Collected data
PR #5248, opened 2025-09-04
Update create graph to use arithmetic types

### LINKED ISSUE #5239: Refactor Graph Creation to use variant types
Modify the graph creation functions to pass a vector of variant types for creating edge properties and return a vector of variant types of the edge_property objects.

This will reduce the number of variations of graph construction functions that are required, reducing compile time and memory utilization during compilation as well as reducing the size of libcugraph.so.

ChuckHastings:
This PR modifies create_graph_from_edgelist to use the new variant arithmetic types as input.

There's also a small change to validation of sampling results because the edge weight was not used in one step but was being passed through the validation functions.

This is part of the effort to reduce library size and compile time.

Change is breaking to the C++ API, the C API and PLC API are preserved.

Closes #5239


cpp/CMakeLists.txt
```diff
@@ -400,18 +400,10 @@ set(CUGRAPH_SOURCES
...
     src/components/vertex_coloring_mg_v64_e64.cu
     src/components/vertex_coloring_mg_v32_e32.cu
-    src/structure/create_graph_from_edgelist_sg_v64_e64.cu
-    src/structure/create_graph_from_edgelist_sg_v32_e32.cu
-    src/structure/create_graph_from_edgelist_mg_v64_e64.cu
-    src/structure/create_graph_from_edgelist_mg_v32_e32.cu
     src/structure/create_graph_from_edgelist_sg_v64_e64_t32.cu
     src/structure/create_graph_from_edgelist_sg_v32_e32_t32.cu
     src/structure/create_graph_from_edgelist_mg_v64_e64_t32.cu
     src/structure/create_graph_from_edgelist_mg_v32_e32_t32.cu
```
seunghwak: Should we better rename these files (i.e. remove t32 or t64)?

Time stamps are not just additional edge properties. I guess no reason to include them in the file names while we don't include weights, edge ID, edge types in the file names.

cpp/src/community/detail/refine_impl.cuh
```diff
@@ -642,32 +642,23 @@ refine_clustering(
...
 
     std::optional<rmm::device_uvector<vertex_t>> renumber_map{std::nullopt};
-    std::optional<edge_property_t<edge_t, weight_t>> coarse_edge_weights{std::nullopt};
 
     if constexpr (multi_gpu) {
-      std::vector<cugraph::arithmetic_device_uvector_t> edge_properties{};
-      if (d_weights) edge_properties.push_back(std::move(*d_weights));
-
-      std::tie(d_srcs, d_dsts, edge_properties, std::ignore) =
+      std::tie(d_srcs, d_dsts, std::ignore, std::ignore) =
```
seunghwak, line 637: Why aren't we no longer shuffling d_weights? Is it because we are not using it after shuffle? In that case, why are we still allocating & updating d_weights in the code above?

cpp/CMakeLists.txt
```diff
@@ -400,18 +400,10 @@ set(CUGRAPH_SOURCES
...
-    src/structure/create_graph_from_edgelist_sg_v64_e64_t64.cu
-    src/structure/create_graph_from_edgelist_sg_v32_e32_t64.cu
-    src/structure/create_graph_from_edgelist_mg_v64_e64_t64.cu
-    src/structure/create_graph_from_edgelist_mg_v32_e32_t64.cu
```
seunghwak, line 414: Similar here. Better remove _t64 from the file names?

cpp/include/cugraph/mtmg/graph.hpp
```diff
@@ -101,47 +87,31 @@ void create_graph_from_edgelist(
...
-      : std::nullopt,
-    my_edgelist.get_edge_end_time()
-      ? std::make_optional(std::move((*my_edgelist.get_edge_end_time())[0]))
-      : std::nullopt,
-    graph_properties,
-    renumber,
-    std::nullopt,
-    std::nullopt,
-    do_expensive_check);
+  std::vector<cugraph::arithmetic_device_uvector_t> edge_properties_buffers;
```
seunghwak: Sorry for nitpicking but
```
edge_properties_buffers; => edge_properties_buffers{};
```

cpp/include/cugraph/mtmg/graph_view.hpp
```diff
@@ -26,9 +26,9 @@ namespace mtmg {
 /**
  * @brief Graph view for each GPU
  */
-template <typename vertex_t, typename edge_t, bool store_transposed, bool multi_gpu>
+template <typename vertex_t, bool store_transposed, bool multi_gpu>
 class graph_view_t : public detail::device_shared_wrapper_t<
-                       cugraph::graph_view_t<vertex_t, edge_t, store_transposed, multi_gpu>> {
+                       cugraph::graph_view_t<vertex_t, vertex_t, store_transposed, multi_gpu>> {
```
seunghwak: Why are we removing edge_t from here? We are not explicitly instantiating for vertex_t = int32_t and edge_t = int64_t but we still allow users to compile for this combination. Are we changing anything related to this policy?

cpp/src/structure/create_graph_from_edgelist_impl.cuh
```diff
@@ -418,6 +418,79 @@ std::vector<rmm::device_uvector<T>> split_edge_chunk_elements_to_local_edge_part
...
+        }
+        edge_partition_elements.push_back(std::move(edge_partition_buffer));
+      });
+  }
+
+  edgelist_elements.clear();
+
+  return edge_partition_elements;
+}
+
```
seunghwak, line 438: This function is very similar to the function above; the only difference is that the function above takes a std::vector of rmm::device_uvector while this function takes std::vector of arithemtic_device_uvector.

Should we keep both?

Can we call the function above using variant_type_dispatch or delete the function above just calling this? I feel like keeping both is a sort of code bloat.

cpp/src/structure/create_graph_from_edgelist_impl.cuh
```diff
@@ -1451,11 +1114,14 @@ create_graph_from_edgelist_impl(
...
-      if (edgelist_edge_types) { element_size += sizeof(edge_type_t); }
-      if (edgelist_edge_start_times) { element_size += sizeof(edge_time_t); }
-      if (edgelist_edge_end_times) { element_size += sizeof(edge_time_t); }
+
+      if (edgelist_edge_properties.size() == 1) {
+        element_size +=
+          variant_type_dispatch(edgelist_edge_properties[0][0], sizeof_arithmetic_element{});
+      } else {
+        element_size += sizeof(edge_t);
+      }
```
seunghwak: I don't think this code is correct. This compares the total edge list data size vs global memory size. So, even when edgelist_edge_properties.size() > 1, we need to add the size of every edge property.

cpp/CMakeLists.txt
ChuckHastings: Changed

cpp/CMakeLists.txt
ChuckHastings: These files were deleted... so take care of :-)

cpp/include/cugraph/mtmg/graph.hpp
ChuckHastings: Fixed

cpp/include/cugraph/mtmg/graph_view.hpp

REQUIRED ACTION: Write the entries above out again, unchanged and complete.

RESPONSE:
PR #5248, opened 2025-09-04
Update create graph to use arithmetic types

### LINKED ISSUE #5239: Refactor Graph Creation to use variant types
Modify the graph creation functions to pass a vector of variant types for creating edge properties and return a vector of variant types of the edge_property objects.

This will reduce the number of variations of graph construction functions that are required, reducing compile time and memory utilization during compilation as well as reducing the size of libcugraph.so.

ChuckHastings:
This PR modifies create_graph_from_edgelist to use the new variant arithmetic types as input.

There's also a small change to validation of sampling results because the edge weight was not used in one step but was being passed through the validation functions.

This is part of the effort to reduce library size and compile time.

Change is breaking to the C++ API, the C API and PLC API are preserved.

Closes #5239


cpp/CMakeLists.txt
```diff
@@ -400,18 +400,10 @@ set(CUGRAPH_SOURCES
...
     src/components/vertex_coloring_mg_v64_e64.cu
     src/components/vertex_coloring_mg_v32_e32.cu
-    src/structure/create_graph_from_edgelist_sg_v64_e64.cu
-    src/structure/create_graph_from_edgelist_sg_v32_e32.cu
-    src/structure/create_graph_from_edgelist_mg_v64_e64.cu
-    src/structure/create_graph_from_edgelist_mg_v32_e32.cu
     src/structure/create_graph_from_edgelist_sg_v64_e64_t32.cu
     src/structure/create_graph_from_edgelist_sg_v32_e32_t32.cu
     src/structure/create_graph_from_edgelist_mg_v64_e64_t32.cu
     src/structure/create_graph_from_edgelist_mg_v32_e32_t32.cu
```
seunghwak: Should we better rename these files (i.e. remove t32 or t64)?

Time stamps are not just additional edge properties. I guess no reason to include them in the file names while we don't include weights, edge ID, edge types in the file names.

cpp/src/community/detail/refine_impl.cuh
```diff
@@ -642,32 +642,23 @@ refine_clustering(
...
 
     std::optional<rmm::device_uvector<vertex_t>> renumber_map{std::nullopt};
-    std::optional<edge_property_t<edge_t, weight_t>> coarse_edge_weights{std::nullopt};
 
     if constexpr (multi_gpu) {
-      std::vector<cugraph::arithmetic_device_uvector_t> edge_properties{};
-      if (d_weights) edge_properties.push_back(std::move(*d_weights));
-
-      std::tie(d_srcs, d_dsts, edge_properties, std::ignore) =
+      std::tie(d_srcs, d_dsts, std::ignore, std::ignore) =
```
seunghwak, line 637: Why aren't we no longer shuffling d_weights? Is it because we are not using it after shuffle? In that case, why are we still allocating & updating d_weights in the code above?

cpp/CMakeLists.txt
```diff
@@ -400,18 +400,10 @@ set(CUGRAPH_SOURCES
...
-    src/structure/create_graph_from_edgelist_sg_v64_e64_t64.cu
-    src/structure/create_graph_from_edgelist_sg_v32_e32_t64.cu
-    src/structure/create_graph_from_edgelist_mg_v64_e64_t64.cu
-    src/structure/create_graph_from_edgelist_mg_v32_e32_t64.cu
```
seunghwak, line 414: Similar here. Better remove _t64 from the file names?

cpp/include/cugraph/mtmg/graph.hpp
```diff
@@ -101,47 +87,31 @@ void create_graph_from_edgelist(
...
-      : std::nullopt,
-    my_edgelist.get_edge_end_time()
-      ? std::make_optional(std::move((*my_edgelist.get_edge_end_time())[0]))
-      : std::nullopt,
-    graph_properties,
-    renumber,
-    std::nullopt,
-    std::nullopt,
-    do_expensive_check);
+  std::vector<cugraph::arithmetic_device_uvector_t> edge_properties_buffers;
```
seunghwak: Sorry for nitpicking but
```
edge_properties_buffers; => edge_properties_buffers{};
```

cpp/include/cugraph/mtmg/graph_view.hpp
```diff
@@ -26,9 +26,9 @@ namespace mtmg {
 /**
  * @brief Graph view for each GPU
  */
-template <typename vertex_t, typename edge_t, bool store_transposed, bool multi_gpu>
+template <typename vertex_t, bool store_transposed, bool multi_gpu>
 class graph_view_t : public detail::device_shared_wrapper_t<
-                       cugraph::graph_view_t<vertex_t, edge_t, store_transposed, multi_gpu>> {
+                       cugraph::graph_view_t<vertex_t, vertex_t, store_transposed, multi_gpu>> {
```
seunghwak: Why are we removing edge_t from here? We are not explicitly instantiating for vertex_t = int32_t and edge_t = int64_t but we still allow users to compile for this combination. Are we changing anything related to this policy?

cpp/src/structure/create_graph_from_edgelist_impl.cuh
```diff
@@ -418,6 +418,79 @@ std::vector<rmm::device_uvector<T>> split_edge_chunk_elements_to_local_edge_part
...
+        }
+        edge_partition_elements.push_back(std::move(edge_partition_buffer));
+      });
+  }
+
+  edgelist_elements.clear();
+
+  return edge_partition_elements;
+}
+
```
seunghwak, line 438: This function is very similar to the function above; the only difference is that the function above takes a std::vector of rmm::device_uvector while this function takes std::vector of arithemtic_device_uvector.

Should we keep both?

Can we call the function above using variant_type_dispatch or delete the function above just calling this? I feel like keeping both is a sort of code bloat.

cpp/src/structure/create_graph_from_edgelist_impl.cuh
```diff
@@ -1451,11 +1114,14 @@ create_graph_from_edgelist_impl(
...
-      if (edgelist_edge_types) { element_size += sizeof(edge_type_t); }
-      if (edgelist_edge_start_times) { element_size += sizeof(edge_time_t); }
-      if (edgelist_edge_end_times) { element_size += sizeof(edge_time_t); }
+
+      if (edgelist_edge_properties.size() == 1) {
+        element_size +=
+          variant_type_dispatch(edgelist_edge_properties[0][0], sizeof_arithmetic_element{});
+      } else {
+        element_size += sizeof(edge_t);
+      }
```
seunghwak: I don't think this code is correct. This compares the total edge list data size vs global memory size. So, even when edgelist_edge_properties.size() > 1, we need to add the size of every edge property.

cpp/CMakeLists.txt
ChuckHastings: Changed

cpp/CMakeLists.txt
ChuckHastings: These files were deleted... so take care of :-)

cpp/include/cugraph/mtmg/graph.hpp
ChuckHastings: Fixed

cpp/include/cugraph/mtmg/graph_view.hpp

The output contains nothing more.